The Specific Claims Tribunal held that Canada breached its fiduciary obligations to the Popkum First Nation in 1959 in regards to the reallocation of the Seabird Island reserve and distribution of trust funds related to the reserve. The Popkum should have been compensated for the loss of its 1/7 interest in the Seabird Island reserve, and should have received a 1/7 share of the Seabird Island trust funds. Canada’s actions in 159 constituted a breach of fiduciary duty and a breach of the Crown’s duty to preserve and protect the Popkum’s confirmed reserve interest from exploitation by the Crown.

The Seabird Island reserve is located in the Fraser Valley of British Columbia. The reserve is approximately 4,500 acres in size and had been allotted by Commissioner Gilbert Sproat in 1879. The Tribunal noted that the April 1878 Order in Council appointing Sproat stated that his decisions regarding Indian land questions in the Yale District (which would include the Seabird Island reserve) were to be regarded as final. Sproat allotted the Seabird Island reserve to seven Indian Bands in common to provide them with sufficient cultivable lands to sustain themselves. The claimant Popkum First Nation was one of the seven Bands.

The Seabird Island reserve was formally surveyed in 1881. It fell within the “Railway Belt” conveyed to Canada in 1884. The original allocation of the reserve by Sproat in 1879 included a provision that the reserve would cease to be Indian land if the Indians had not sufficiently used the land within six years. The Tribunal was satisfied that Canada did not exercise its discretion regarding this condition. The evidence established that Canada considered the Seabird Island reserve to be established, and refused applications by settlers to squat on the land. The evidence also indicated that the Indians were not aware of the condition imposed by Sproat.

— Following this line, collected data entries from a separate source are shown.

PR #63, opened 2020-04-28
#65429 - retry service bus setup when connection is dropped

tabman83:
On EventReaderService.cs the catch block for the ServiceBusCommunicationException has been augmented with a retry policy on the Service Bus setup method to allow for a recovery when the connection drop lasts longer. The strategy is an exponential backoff.

A custom AI event is logged (ServiceBusReconnectionAttemptEvent) carrying the retry count so that appropriate alerting can be later set up.

### DIFF
--- a/src/CaptainHook.EventReaderService/EventReaderService.cs
+++ b/src/CaptainHook.EventReaderService/EventReaderService.cs
@@ -64,7 +64,12 @@ namespace CaptainHook.EventReaderService
         internal ConcurrentDictionary<Guid, MessageReceiverWrapper> _messageReceivers = new ConcurrentDictionary<Guid, MessageReceiverWrapper>();
         internal MessageReceiverWrapper _activeMessageReader;
 
-        private Func<int, TimeSpan> exponentialBackoff = x => TimeSpan.FromSeconds(Math.Pow(2, x));
+        private static TimeSpan retryCeiling = TimeSpan.FromSeconds(60);
+        private readonly Func<int, TimeSpan> exponentialBackoff = x =>
+        {
+            var value = TimeSpan.FromSeconds(Math.Pow(2, x));
+            return retryCeiling > value ? retryCeiling : value;
+        };
 
         /// <summary>
         /// Default ctor used at runtime
@@ -274,7 +279,6 @@ namespace CaptainHook.EventReaderService
             }
             catch (Exception e)
             {
-                // HttpRequestException
                 BigBrother.Write(e.ToExceptionEvent());
             }
         }
--- a/src/CaptainHook.EventReaderService/EventReaderService.cs
+++ b/src/CaptainHook.EventReaderService/EventReaderService.cs
@@ -253,22 +253,25 @@ namespace CaptainHook.EventReaderService
                     }
                     catch (ServiceBusCommunicationException sbCommunicationException)
                     {
-                        BigBrother.Write(sbCommunicationException.ToExceptionEvent());
+                        BigBrother.Write(sbCommunicationException);
 
-                        await Policy.Handle<HttpRequestException>()
+                        await Policy.Handle<Exception>()
                             .WaitAndRetryForeverAsync(exponentialBackoff,
                                 (exception, retryCount, timeSpan) =>
                                 {
+                                    BigBrother.Write(exception);
+
                                     _bigBrother.Publish(new ServiceBusReconnectionAttemptEvent
                                     {
-                                        RetryCount = retryCount
+                                        RetryCount = retryCount,
+                                        FabricId = $"{this.Context.ServiceName}:{this.Context.ReplicaId}"
                                     });
                                 }
                             ).ExecuteAsync(SetupServiceBus);
                     }
-                    catch (Exception e)
+                    catch (Exception exception)
                     {
-                        BigBrother.Write(e.ToExceptionEvent());
+                        BigBrother.Write(exception);
                     }
                 }
 
--- a/src/CaptainHook.EventReaderService/EventReaderService.cs
+++ b/src/CaptainHook.EventReaderService/EventReaderService.cs
@@ -6,6 +6,7 @@ using System.Fabric;
 using System.IO;
 using System.Linq;
 using System.Net;
+using System.Net.Http;
 using System.Reflection;
 using System.Text;
 using System.Threading;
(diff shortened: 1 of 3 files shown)


src/CaptainHook.EventReaderService/EventReaderService.cs
```diff
@@ -259,10 +271,10 @@ protected override async Task RunAsync(CancellationToken cancellationToken)
                 }
 
                 _bigBrother.Publish(new Common.Telemetry.CancellationRequestedEvent { FabricId = $"{Context.ServiceName}:{Context.ReplicaId}" });
-             
             }
             catch (Exception e)
             {
+                // HttpRequestException
```
VaclavK, line 277: ??

tabman83: just a note I forgot to remove

src/CaptainHook.EventReaderService/EventReaderService.cs
```diff
@@ -62,7 +64,7 @@ public class EventReaderService : StatefulService, IEventReaderService
         internal ConcurrentDictionary<Guid, MessageReceiverWrapper> _messageReceivers = new ConcurrentDictionary<Guid, MessageReceiverWrapper>();
         internal MessageReceiverWrapper _activeMessageReader;
 
-
+        private Func<int, TimeSpan> exponentialBackoff = x => TimeSpan.FromSeconds(Math.Pow(2, x));
```
VaclavK, line 67: should we not have a ceiling too?

src/CaptainHook.EventReaderService/EventReaderService.cs
```diff
@@ -250,7 +252,17 @@ protected override async Task RunAsync(CancellationToken cancellationToken)
                     catch (ServiceBusCommunicationException sbCommunicationException)
                     {
                         BigBrother.Write(sbCommunicationException.ToExceptionEvent());
-                        await SetupServiceBus();
+
+                        await Policy.Handle<HttpRequestException>()
+                            .WaitAndRetryForeverAsync(exponentialBackoff,
+                                (exception, retryCount, timeSpan) =>
```
VaclavK, line 258: you could probably use just the   (exception, timespan) => signature here as the context (3rd one as per doco) is not use anyway

tabman83: I need the retry count because I want to report it through AI. That is so we can setup alerting after n retries.

src/CaptainHook.EventReaderService/EventReaderService.cs
tabman83: I have added the ceiling to the exponential backoff function.

src/CaptainHook.EventReaderService/EventReaderService.cs
tabman83: Removed.

src/CaptainHook.EventReaderService/EventReaderService.cs
VaclavK: I misread this, makes sense

src/CaptainHook.EventReaderService/EventReaderService.cs
```diff
@@ -62,7 +64,12 @@ public class EventReaderService : StatefulService, IEventReaderService
         internal ConcurrentDictionary<Guid, MessageReceiverWrapper> _messageReceivers = new ConcurrentDictionary<Guid, MessageReceiverWrapper>();
         internal MessageReceiverWrapper _activeMessageReader;
 
-
+        private static TimeSpan retryCeiling = TimeSpan.FromSeconds(60);
+        private readonly Func<int, TimeSpan> exponentialBackoff = x =>
+        {
+            var value = TimeSpan.FromSeconds(Math.Pow(2, x));
+            return retryCeiling > value ? retryCeiling : value;
```
VaclavK, line 71: this could be simplified by using https://docs.microsoft.com/en-us/dotnet/api/system.math.clamp?view=netcore-3.1

tabman83: It was a quick a nice exercise, thanks & done.

src/CaptainHook.EventReaderService/EventReaderService.cs
```diff
@@ -250,7 +257,17 @@ protected override async Task RunAsync(CancellationToken cancellationToken)
                     catch (ServiceBusCommunicationException sbCommunicationException)
                     {
                         BigBrother.Write(sbCommunicationException.ToExceptionEvent());
-                        await SetupServiceBus();
+
+                        await Policy.Handle<HttpRequestException>()
```
VaclavK, line 258: I would suggest handling perhaps Exception  itself (is that exception truly the only one thrown out of setupservicebus under all conditions)?

for connection attempt, I think we should we also push the exception itself into the AI (as it is available)

src/CaptainHook.EventReaderService/EventReaderService.cs
```diff
@@ -250,7 +254,17 @@ protected override async Task RunAsync(CancellationToken cancellationToken)
...
+                            .WaitAndRetryForeverAsync(exponentialBackoff,
+                                (exception, retryCount, timeSpan) =>
+                                {
+                                    _bigBrother.Publish(new ServiceBusReconnectionAttemptEvent
```
dguerin, line 262: Could we also publish the name of the reader? this will give us the name of the subscription and topic which is having the difficulty

tabman83: It's been added.

src/CaptainHook.EventReaderService/EventReaderService.cs
```diff
@@ -253,22 +253,25 @@ protected override async Task RunAsync(CancellationToken cancellationToken)
...
                             .WaitAndRetryForeverAsync(exponentialBackoff,
                                 (exception, retryCount, timeSpan) =>
                                 {
+                                    BigBrother.Write(exception);
+
                                     _bigBrother.Publish(new ServiceBusReconnectionAttemptEvent
                                     {
-                                        RetryCount = retryCount
+                                        RetryCount = retryCount,
+                                        FabricId = $"{this.Context.ServiceName}:{this.Context.ReplicaId}"
```
dguerin, line 267: What is the actual value of this.Context.ServiceName? 

I was thinking more in terms of having a property or two on this event so that we can query for it in AI for example. Properties for: 
_initData.EventType, 
_initData.SubscriptionName

That may be all we need right now. If we go to multiple consumers later for higher through put we would need the instance id but that's something for later.

src/CaptainHook.EventReaderService/EventReaderService.cs
tabman83: This has been implemented as well.

src/CaptainHook.EventReaderService/EventReaderService.cs
tabman83: I see. It's a quick change thanks.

The Tribunal surveyed the history of the Seabird Island reserve before the 1959 reallocation. In 1890, Canada approved the taking of 96.4 acres from the reserve for railway purposes, and compensated all seven Bands including the Popkum. Canada later unsuccessfully sought surrenders from the seven Bands to half of the reserve. In 1918, residents of the reserve petitioned the Department of Indian Affairs to become a separate band. In response, the seven Bands asserted to the DIA that they were the recognized owners. Deputy Superintendent Duncan Campbell Scott approved an internal recommendation to set up a separate Seabird Island trust account. The DIA also began keeping an unofficial “band list” for the Seabird Island residents. The capital and revenue from the Seabird Island account, however, continued to belong formally to the seven Bands, and their release to the Seabird Island “band” was a source of continued debate up to 1959.

The Tribunal commented that, following 1918, the identity of the residents of the Seabird Island reserve was unclear. The formal affiliations of the residents to established Indian Bands was not recorded. Two residents in 1918 were recorded as being Popkum, but later evidence indicated that one individual was not a status Indian and the other was “of Chinese extraction”.

In 1946, after an internal investigation, the DIA recognized that beneficial ownership of the Seabird Island reserve remained with the seven Bands. During the 1940s and 1950s, the administration of the reserve was problematic, as numerous activities, transactions and proposals, including a proposed road right-of-way in 1949, did not proceed due to the requirement of consent from all seven Bands.

Beginning in 1951, the DIA approached the seven Bands to determine their willingness to relinquish their interests in the Seabird Island reserve and the trust funds. The Superintendent noted that surrenders would be required. The residents of the Seabird Island reserve again petitioned the Minister to constitute them formally as a separate band. The Superintendent proposed the use of provisions added to the Indian Act in the 1951 amendments to reallocate the Seabird Island reserve and to reorganize the Seabird Island residents into an official band.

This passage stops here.